EXERCISE → Scan the data beneath this task and copy each line that includes "will".

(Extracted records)
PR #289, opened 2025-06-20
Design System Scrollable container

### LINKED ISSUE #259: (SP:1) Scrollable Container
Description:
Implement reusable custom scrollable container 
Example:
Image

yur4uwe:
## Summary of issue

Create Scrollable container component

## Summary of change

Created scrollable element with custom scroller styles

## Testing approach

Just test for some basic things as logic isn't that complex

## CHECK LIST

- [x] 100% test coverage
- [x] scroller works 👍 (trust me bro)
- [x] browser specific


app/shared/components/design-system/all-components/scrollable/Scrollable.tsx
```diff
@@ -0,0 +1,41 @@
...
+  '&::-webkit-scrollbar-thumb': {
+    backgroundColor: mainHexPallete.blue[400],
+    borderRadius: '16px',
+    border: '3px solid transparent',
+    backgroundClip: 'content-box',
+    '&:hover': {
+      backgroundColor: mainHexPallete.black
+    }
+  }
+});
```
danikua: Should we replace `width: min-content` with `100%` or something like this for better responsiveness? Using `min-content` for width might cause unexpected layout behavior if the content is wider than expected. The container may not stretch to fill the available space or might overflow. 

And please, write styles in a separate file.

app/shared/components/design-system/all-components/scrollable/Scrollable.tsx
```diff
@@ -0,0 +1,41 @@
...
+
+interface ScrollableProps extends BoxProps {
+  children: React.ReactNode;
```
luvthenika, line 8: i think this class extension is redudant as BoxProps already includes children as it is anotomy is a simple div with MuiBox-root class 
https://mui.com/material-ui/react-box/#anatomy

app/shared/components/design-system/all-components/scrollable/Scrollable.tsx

--

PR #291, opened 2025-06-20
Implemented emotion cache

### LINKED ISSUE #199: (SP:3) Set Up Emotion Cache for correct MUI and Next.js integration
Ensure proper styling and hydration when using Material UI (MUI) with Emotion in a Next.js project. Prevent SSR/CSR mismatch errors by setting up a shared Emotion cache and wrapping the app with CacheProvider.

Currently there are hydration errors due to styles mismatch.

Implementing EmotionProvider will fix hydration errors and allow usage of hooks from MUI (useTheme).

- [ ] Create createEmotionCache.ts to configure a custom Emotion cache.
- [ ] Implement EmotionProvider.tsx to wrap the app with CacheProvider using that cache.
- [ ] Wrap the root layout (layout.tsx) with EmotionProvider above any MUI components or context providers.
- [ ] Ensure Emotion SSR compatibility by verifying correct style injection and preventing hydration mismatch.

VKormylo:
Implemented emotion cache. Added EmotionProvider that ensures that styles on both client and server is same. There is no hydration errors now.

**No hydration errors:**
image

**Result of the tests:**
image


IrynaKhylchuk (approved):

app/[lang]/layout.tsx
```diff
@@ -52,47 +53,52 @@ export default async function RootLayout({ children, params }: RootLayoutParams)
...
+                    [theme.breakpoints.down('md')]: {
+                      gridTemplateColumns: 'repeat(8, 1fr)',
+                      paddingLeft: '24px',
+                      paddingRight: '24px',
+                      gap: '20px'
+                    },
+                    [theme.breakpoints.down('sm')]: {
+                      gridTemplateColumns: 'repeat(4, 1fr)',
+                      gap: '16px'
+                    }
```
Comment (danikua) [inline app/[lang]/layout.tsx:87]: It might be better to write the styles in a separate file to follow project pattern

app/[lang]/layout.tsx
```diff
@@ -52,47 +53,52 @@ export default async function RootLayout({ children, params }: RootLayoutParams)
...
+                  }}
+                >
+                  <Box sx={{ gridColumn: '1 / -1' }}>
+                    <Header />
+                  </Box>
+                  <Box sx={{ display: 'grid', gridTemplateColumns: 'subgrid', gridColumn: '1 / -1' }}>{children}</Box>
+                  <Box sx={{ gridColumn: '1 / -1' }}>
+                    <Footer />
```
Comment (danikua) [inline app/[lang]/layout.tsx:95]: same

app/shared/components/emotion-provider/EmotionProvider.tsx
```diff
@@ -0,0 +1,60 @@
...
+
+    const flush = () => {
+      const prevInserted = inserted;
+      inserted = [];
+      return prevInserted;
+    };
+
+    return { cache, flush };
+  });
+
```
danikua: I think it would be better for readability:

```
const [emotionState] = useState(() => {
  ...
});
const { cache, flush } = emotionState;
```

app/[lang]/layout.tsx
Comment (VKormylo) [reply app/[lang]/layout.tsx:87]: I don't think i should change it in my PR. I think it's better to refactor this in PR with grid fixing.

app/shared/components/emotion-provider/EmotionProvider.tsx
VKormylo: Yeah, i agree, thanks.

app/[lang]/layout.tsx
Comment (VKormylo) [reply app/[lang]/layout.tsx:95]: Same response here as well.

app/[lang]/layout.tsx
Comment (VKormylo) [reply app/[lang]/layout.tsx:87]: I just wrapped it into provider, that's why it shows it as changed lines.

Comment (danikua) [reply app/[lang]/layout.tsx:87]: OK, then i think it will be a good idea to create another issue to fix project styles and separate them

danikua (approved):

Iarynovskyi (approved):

SOLUTION BELOW →
Implementing EmotionProvider will fix hydration errors and allow usage of hooks from MUI (useTheme).
Comment (danikua) [reply app/[lang]/layout.tsx:87]: OK, then i think it will be a good idea to create another issue to fix project styles and separate them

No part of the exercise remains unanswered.